GeneratePress also has the best public support forum of any theme I’ve used, which is a significant advantage if you’re a beginner building your first site.
OceanWP
OceanWP has the most built-in design options and flexibility of the three. It includes features that Astra and GeneratePress charge for in their premium versions — things like a custom header builder, advanced typography controls, and WooCommerce integrations. If you want maximum design control in the free version, OceanWP is hard to beat.
Kadence
Kadence is a newer entrant that’s quickly gained popularity. It offers both a classic theme and a block theme version, making it a good bridge if you want to experiment with FSE while still having classic theme fallbacks. The free version is generous, and it comes with a solid header/footer builder out of the box.
What About Page Builders?
If you’re using a classic theme, you’ll likely want a page builder for more advanced layouts:
- Elementor — Still the most popular page builder with the largest template library. The free version covers basic needs; Pro ($59/year) adds a theme builder, WooCommerce builder, and many more widgets.
- Bricks — Bricks is not just a page builder, it is the theme. It replaces your active theme entirely, giving you full visual control over every template on your site. The output is noticeably cleaner than Elementor — fewer wrapper divs, no jQuery dependency, and vanilla JavaScript. It has a powerful query loop builder, deep custom field integrations (ACF, Meta Box, Pods), and a components system with reusable slots and style variants. Performance is excellent, regularly hitting 95+ Core Web Vitals scores out of the box. The trade-off is a smaller ecosystem and real vendor lock-in — deactivate Bricks and your pages go blank. Pricing starts at $79/year for a single site, or $599 for a lifetime unlimited license.
- The WordPress Block Editor (Gutenberg) — With each WordPress release, the native block editor becomes more capable. For many sites, especially blogs and simple business sites, you may not need a third-party page builder at all anymore.
- Spectra — By the Astra team, this adds advanced blocks to the WordPress editor. A good middle ground between the native editor and a full page builder.
How to Choose
With so many options, here’s a simple decision framework:
- Starting fresh, want simplicity: Twenty Twenty-Five or another block theme. No extra plugins needed, fast by default, future-proof.

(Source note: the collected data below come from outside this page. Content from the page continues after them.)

PR #3195, opened 2022-04-08
Add support for DirectCounter extern to PSA/eBPF backend

tatry:
This PR adds the support for DirectCounter extern to PSA/eBPF backend.

Co-authored-by: Tomasz Osiński <tomasz@opennetworking.org>

### DIFF
--- a/backends/ebpf/ebpfTable.h
+++ b/backends/ebpf/ebpfTable.h
@@ -104,6 +104,7 @@ class EBPFTable : public EBPFTableBase {
     virtual void emitValueType(CodeBuilder* builder);
     virtual void emitValueActionIDNames(CodeBuilder* builder);
     virtual void emitValueStructStructure(CodeBuilder* builder);
+    virtual void emitDirectTypes(CodeBuilder* builder) { (void) builder; }
     virtual void emitAction(CodeBuilder* builder, cstring valueName, cstring actionRunVariable);
     virtual void emitInitializer(CodeBuilder* builder);
     virtual void emitLookup(CodeBuilder* builder, cstring key, cstring value) {
--- a/backends/ebpf/ebpfTable.h
+++ b/backends/ebpf/ebpfTable.h
@@ -104,7 +104,8 @@ class EBPFTable : public EBPFTableBase {
     virtual void emitValueType(CodeBuilder* builder);
     virtual void emitValueActionIDNames(CodeBuilder* builder);
     virtual void emitValueStructStructure(CodeBuilder* builder);
-    virtual void emitDirectTypes(CodeBuilder* builder) { (void) builder; }
+    // Emits value types used by direct externs.
+    virtual void emitDirectValueTypes(CodeBuilder* builder) { (void) builder; }
     virtual void emitAction(CodeBuilder* builder, cstring valueName, cstring actionRunVariable);
     virtual void emitInitializer(CodeBuilder* builder);
     virtual void emitLookup(CodeBuilder* builder, cstring key, cstring value) {
--- a/backends/ebpf/psa/ebpfPsaTable.cpp
+++ b/backends/ebpf/psa/ebpfPsaTable.cpp
@@ -223,7 +223,7 @@ void EBPFTablePSA::emitTypes(CodeBuilder* builder) {
  * Order of emitting counters and meters affects generated layout of BPF map value.
  * Do not change this order!
  */
-void EBPFTablePSA::emitDirectTypes(CodeBuilder* builder) {
+void EBPFTablePSA::emitDirectValueTypes(CodeBuilder* builder) {
     for (auto ctr : counters) {
         ctr.second->emitValueType(builder);
     }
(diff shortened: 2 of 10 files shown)


backends/ebpf/ebpfTable.h
```diff
@@ -104,6 +104,7 @@ class EBPFTable : public EBPFTableBase {
     virtual void emitValueType(CodeBuilder* builder);
     virtual void emitValueActionIDNames(CodeBuilder* builder);
     virtual void emitValueStructStructure(CodeBuilder* builder);
+    virtual void emitDirectTypes(CodeBuilder* builder) { (void) builder; }
```
mbudiu-vmw, line 107: can you document this function? I can't guess what it's doing from its name.

backends/ebpf/psa/ebpfPsaTable.cpp
```diff
@@ -23,12 +23,36 @@ limitations under the License.
 
 namespace EBPF {
 
+template<class F>
+class EBPFTablePsaPropertyVisitor : public Inspector {
+ protected:
+    F functor;  // called for every property entry
```
mbudiu-vmw, line 29: seems to be called for their values which are PathExpression only.

backends/ebpf/psa/ebpfPsaTable.cpp
```diff
@@ -54,16 +78,14 @@ void ActionTranslationVisitorPSA::processMethod(const P4::ExternMethod* method)
...
+    if (declType->name.name == "DirectCounter") {
+        auto ctr = table->getDirectCounter(instanceName);
+        if (ctr != nullptr)
+            ctr->emitDirectMethodInvocation(builder, method, valueName);
+        else
             ::error(ErrorType::ERR_NOT_FOUND,
-                    "%1%: Counter named %2% not found",
-                    method->expr, instanceName);
-        }
+                    "%1%: Table %2% do not own DirectCounter named %3%",
```
mbudiu-vmw, line 87: "does"

backends/ebpf/psa/ebpfPsaTable.cpp
```diff
@@ -175,6 +213,17 @@ void EBPFTablePSA::emitTypes(CodeBuilder* builder) {
     // TODO: placeholder for handling PSA-specific types
 }
 
+/**
+ * Remember that order of emitting counters and meters affects future access to BPF maps.
```
mbudiu-vmw, line 217: I find this comment mysterious. "future"? In which way does it affect the access?

backends/ebpf/psa/externs/ebpfPsaCounter.cpp
```diff
@@ -153,6 +187,35 @@ void EBPFCounterPSA::emitMethodInvocation(CodeBuilder* builder, const P4::Extern
...
 }
 
+void EBPFCounterPSA::emitDirectMethodInvocation(CodeBuilder* builder,
+                                                const P4::ExternMethod* method,
+                                                cstring valuePtr) {
+    if (method->method->name.name != "count") {
+        ::error(ErrorType::ERR_UNSUPPORTED, "Unexpected method %1%", method->expr);
+        return;
+    }
+    BUG_CHECK(isDirect, "Bad Counter invocation");
```
mbudiu-vmw, line 197: should these be ::error, or are you satisfied with BUG?

mbudiu-vmw (approved):
I am approving, but I have a few small comments.

backends/ebpf/psa/ebpfPsaTable.cpp
tatry: What do you mean? The comment should be clarified or something else?

backends/ebpf/psa/externs/ebpfPsaCounter.cpp
tatry: This situation should never occur, where for DirectCounter emitMethodInvocation is called and for Counter emitDirectMethodInvocation is called. This has more to do with compiler implementation than P4 code, so `BUG` is a better option in my opinion.

backends/ebpf/psa/ebpfPsaTable.cpp
mbudiu-vmw: Actually the right way to do this is to have this be a base class and define a new subclass for each different analysis, with just a preorder(PathExpression*) method. Please rewrite it that way.

tatry:
@mbudiu-vmw thank you for your review, I think that I've addressed all the comments.

backends/ebpf/psa/ebpfPsaTable.cpp
```diff
@@ -23,12 +23,106 @@ limitations under the License.
...
 
+class EBPFTablePsaPropertyVisitor : public Inspector {
+ protected:
+    EBPFTablePSA* table;
+
+ public:
+    explicit EBPFTablePsaPropertyVisitor(EBPFTablePSA* table) : table(table) {}
+
+    // Use these two preorders to print error when property contains something other than name of
+    // extern instance. ListExpression is required because without it Expression will take precede
```
mbudiu-vmw, line 34: precedence

mbudiu-vmw (approved):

- Need advanced design control: Astra or GeneratePress + Elementor (or the block editor with Spectra).
- Want builder power without Elementor’s bloat: Bricks. Cleaner code, better performance, more developer-friendly — but comes with vendor lock-in and a smaller addon ecosystem.
- Building an online course: Astra (best LMS integrations).
- Want maximum free features: OceanWP or Kadence.
- Performance is the top priority: GeneratePress (leanest code) or a block theme.
In the end, any of these themes will serve you well. The best theme is the one that matches your workflow and gets out of the way so you can focus on your content.
Learning Theme Development
If you’re interested in WordPress theme development, Chris Coyier has an excellent resource post on the topic. The WordPress developer documentation for block themes is also well-written if you want to understand the new FSE paradigm.